Which lines in the records below include the word "dillan"? Report each of them in full.

*** Opening DATA PROVIDED ***

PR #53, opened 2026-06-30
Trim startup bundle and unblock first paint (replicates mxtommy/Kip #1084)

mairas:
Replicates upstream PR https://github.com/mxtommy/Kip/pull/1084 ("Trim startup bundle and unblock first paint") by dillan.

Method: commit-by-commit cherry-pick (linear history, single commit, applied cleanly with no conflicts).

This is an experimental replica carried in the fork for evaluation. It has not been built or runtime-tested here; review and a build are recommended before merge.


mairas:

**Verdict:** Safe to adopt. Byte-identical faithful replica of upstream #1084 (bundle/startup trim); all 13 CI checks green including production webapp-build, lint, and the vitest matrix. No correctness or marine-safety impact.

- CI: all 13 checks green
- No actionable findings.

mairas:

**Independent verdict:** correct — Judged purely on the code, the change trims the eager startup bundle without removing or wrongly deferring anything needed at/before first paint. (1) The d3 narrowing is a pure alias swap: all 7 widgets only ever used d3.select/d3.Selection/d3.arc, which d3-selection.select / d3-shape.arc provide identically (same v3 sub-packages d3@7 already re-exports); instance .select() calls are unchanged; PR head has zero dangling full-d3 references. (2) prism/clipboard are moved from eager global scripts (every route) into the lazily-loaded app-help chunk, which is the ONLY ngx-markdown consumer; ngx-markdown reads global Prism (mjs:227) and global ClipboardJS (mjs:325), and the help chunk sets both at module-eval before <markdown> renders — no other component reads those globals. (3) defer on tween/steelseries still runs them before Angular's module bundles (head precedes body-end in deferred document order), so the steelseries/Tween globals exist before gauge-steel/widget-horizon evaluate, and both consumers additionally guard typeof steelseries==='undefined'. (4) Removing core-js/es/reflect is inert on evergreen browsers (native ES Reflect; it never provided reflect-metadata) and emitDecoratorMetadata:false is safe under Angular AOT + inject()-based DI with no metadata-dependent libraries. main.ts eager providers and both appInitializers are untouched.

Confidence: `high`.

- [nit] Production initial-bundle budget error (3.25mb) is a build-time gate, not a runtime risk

*** Closing DATA PROVIDED ***
*** Opening DATA PROVIDED ***

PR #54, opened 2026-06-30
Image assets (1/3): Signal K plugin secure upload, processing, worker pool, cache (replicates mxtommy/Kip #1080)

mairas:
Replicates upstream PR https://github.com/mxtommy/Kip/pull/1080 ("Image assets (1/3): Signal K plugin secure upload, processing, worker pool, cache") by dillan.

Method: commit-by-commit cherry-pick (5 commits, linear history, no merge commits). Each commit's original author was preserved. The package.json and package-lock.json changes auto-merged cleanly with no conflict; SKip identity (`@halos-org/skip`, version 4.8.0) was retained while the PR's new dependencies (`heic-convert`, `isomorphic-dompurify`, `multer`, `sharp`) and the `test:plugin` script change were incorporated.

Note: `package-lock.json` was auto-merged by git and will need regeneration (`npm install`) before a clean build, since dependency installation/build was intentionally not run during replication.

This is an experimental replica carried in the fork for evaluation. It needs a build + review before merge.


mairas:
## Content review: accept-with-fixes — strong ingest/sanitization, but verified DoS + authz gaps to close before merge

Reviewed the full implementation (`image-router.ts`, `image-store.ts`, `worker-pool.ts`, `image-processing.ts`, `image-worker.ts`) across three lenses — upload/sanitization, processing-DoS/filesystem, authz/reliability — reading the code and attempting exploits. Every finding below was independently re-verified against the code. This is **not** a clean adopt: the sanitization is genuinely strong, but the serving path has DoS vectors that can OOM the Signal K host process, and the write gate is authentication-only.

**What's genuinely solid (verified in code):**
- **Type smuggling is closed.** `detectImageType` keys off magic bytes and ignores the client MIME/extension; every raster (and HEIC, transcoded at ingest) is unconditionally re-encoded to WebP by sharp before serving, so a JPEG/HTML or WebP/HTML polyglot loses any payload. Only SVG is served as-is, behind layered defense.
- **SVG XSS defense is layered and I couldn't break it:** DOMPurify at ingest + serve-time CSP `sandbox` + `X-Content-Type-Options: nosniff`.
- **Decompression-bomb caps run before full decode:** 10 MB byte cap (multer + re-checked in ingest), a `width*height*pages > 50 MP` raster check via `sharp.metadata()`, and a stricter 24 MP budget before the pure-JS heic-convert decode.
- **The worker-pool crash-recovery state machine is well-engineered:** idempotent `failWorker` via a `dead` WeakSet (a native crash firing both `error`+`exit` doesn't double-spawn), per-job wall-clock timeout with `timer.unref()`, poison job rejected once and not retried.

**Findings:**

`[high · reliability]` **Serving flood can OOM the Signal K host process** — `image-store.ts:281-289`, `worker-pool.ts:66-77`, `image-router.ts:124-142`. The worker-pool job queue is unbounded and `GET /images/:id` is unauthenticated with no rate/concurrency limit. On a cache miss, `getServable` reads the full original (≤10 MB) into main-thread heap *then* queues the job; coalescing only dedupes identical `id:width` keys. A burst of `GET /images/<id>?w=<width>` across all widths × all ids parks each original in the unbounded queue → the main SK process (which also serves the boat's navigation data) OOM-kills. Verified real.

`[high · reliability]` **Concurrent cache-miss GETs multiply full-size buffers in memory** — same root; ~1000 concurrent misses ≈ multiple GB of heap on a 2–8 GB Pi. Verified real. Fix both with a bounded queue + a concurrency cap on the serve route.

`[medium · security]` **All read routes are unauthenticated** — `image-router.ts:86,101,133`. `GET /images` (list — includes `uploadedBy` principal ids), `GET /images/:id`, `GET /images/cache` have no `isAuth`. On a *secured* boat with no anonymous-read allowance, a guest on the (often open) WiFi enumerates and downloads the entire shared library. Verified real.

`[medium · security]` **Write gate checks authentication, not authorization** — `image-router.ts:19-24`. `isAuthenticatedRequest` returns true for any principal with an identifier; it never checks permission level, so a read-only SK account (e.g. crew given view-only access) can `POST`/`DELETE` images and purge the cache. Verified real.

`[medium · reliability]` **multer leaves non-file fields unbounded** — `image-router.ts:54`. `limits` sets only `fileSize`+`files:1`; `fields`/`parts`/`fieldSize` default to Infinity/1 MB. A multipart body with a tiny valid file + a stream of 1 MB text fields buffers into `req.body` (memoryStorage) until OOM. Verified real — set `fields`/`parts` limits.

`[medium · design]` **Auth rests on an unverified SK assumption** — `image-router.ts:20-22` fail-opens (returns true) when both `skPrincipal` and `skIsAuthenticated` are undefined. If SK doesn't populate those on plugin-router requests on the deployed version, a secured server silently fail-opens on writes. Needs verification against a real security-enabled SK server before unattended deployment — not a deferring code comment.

*** Closing DATA PROVIDED ***

▸ **FINISHED TASK**:
Replicates upstream PR https://github.com/mxtommy/Kip/pull/1084 ("Trim startup bundle and unblock first paint") by dillan.
Replicates upstream PR https://github.com/mxtommy/Kip/pull/1080 ("Image assets (1/3): Signal K plugin secure upload, processing, worker pool, cache") by dillan.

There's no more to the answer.